§ Description of the task
Keep to one stretch of the data below, the lines from the one with "PR #322, opened 2020-06-17" up to and including the one with "did-document-stream, did-document-metadata )", and return that stretch exactly.

[Collected data]
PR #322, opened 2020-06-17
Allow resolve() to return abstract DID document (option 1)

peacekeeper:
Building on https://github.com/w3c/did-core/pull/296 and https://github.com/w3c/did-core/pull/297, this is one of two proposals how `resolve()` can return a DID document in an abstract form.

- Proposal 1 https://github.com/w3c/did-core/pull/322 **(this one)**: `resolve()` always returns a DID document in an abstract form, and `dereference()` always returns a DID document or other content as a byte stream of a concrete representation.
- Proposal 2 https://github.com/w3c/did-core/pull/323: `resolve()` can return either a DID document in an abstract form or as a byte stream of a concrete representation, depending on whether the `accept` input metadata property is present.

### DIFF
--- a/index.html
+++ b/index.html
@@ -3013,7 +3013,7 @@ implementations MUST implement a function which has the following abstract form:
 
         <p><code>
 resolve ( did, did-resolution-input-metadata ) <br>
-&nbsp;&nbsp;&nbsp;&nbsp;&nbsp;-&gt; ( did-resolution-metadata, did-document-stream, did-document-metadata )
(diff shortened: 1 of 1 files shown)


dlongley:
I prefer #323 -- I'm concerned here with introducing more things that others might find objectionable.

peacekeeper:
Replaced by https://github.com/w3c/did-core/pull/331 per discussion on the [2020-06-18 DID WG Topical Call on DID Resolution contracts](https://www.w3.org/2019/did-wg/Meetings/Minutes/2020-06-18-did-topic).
==
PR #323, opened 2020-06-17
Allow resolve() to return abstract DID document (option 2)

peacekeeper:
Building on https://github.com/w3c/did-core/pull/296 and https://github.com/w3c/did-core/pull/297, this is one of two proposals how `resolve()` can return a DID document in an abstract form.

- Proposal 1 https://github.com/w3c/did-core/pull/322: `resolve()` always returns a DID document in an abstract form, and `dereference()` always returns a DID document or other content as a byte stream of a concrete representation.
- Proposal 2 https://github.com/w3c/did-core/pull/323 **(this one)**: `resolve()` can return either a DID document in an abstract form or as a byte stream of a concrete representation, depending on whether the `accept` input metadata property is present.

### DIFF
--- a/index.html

§ Response to the task
PR #322, opened 2020-06-17
Allow resolve() to return abstract DID document (option 1)

peacekeeper:
Building on https://github.com/w3c/did-core/pull/296 and https://github.com/w3c/did-core/pull/297, this is one of two proposals how `resolve()` can return a DID document in an abstract form.

- Proposal 1 https://github.com/w3c/did-core/pull/322 **(this one)**: `resolve()` always returns a DID document in an abstract form, and `dereference()` always returns a DID document or other content as a byte stream of a concrete representation.
- Proposal 2 https://github.com/w3c/did-core/pull/323: `resolve()` can return either a DID document in an abstract form or as a byte stream of a concrete representation, depending on whether the `accept` input metadata property is present.

### DIFF
--- a/index.html
+++ b/index.html
@@ -3013,7 +3013,7 @@ implementations MUST implement a function which has the following abstract form:
 
         <p><code>
 resolve ( did, did-resolution-input-metadata ) <br>
-&nbsp;&nbsp;&nbsp;&nbsp;&nbsp;-&gt; ( did-resolution-metadata, did-document-stream, did-document-metadata )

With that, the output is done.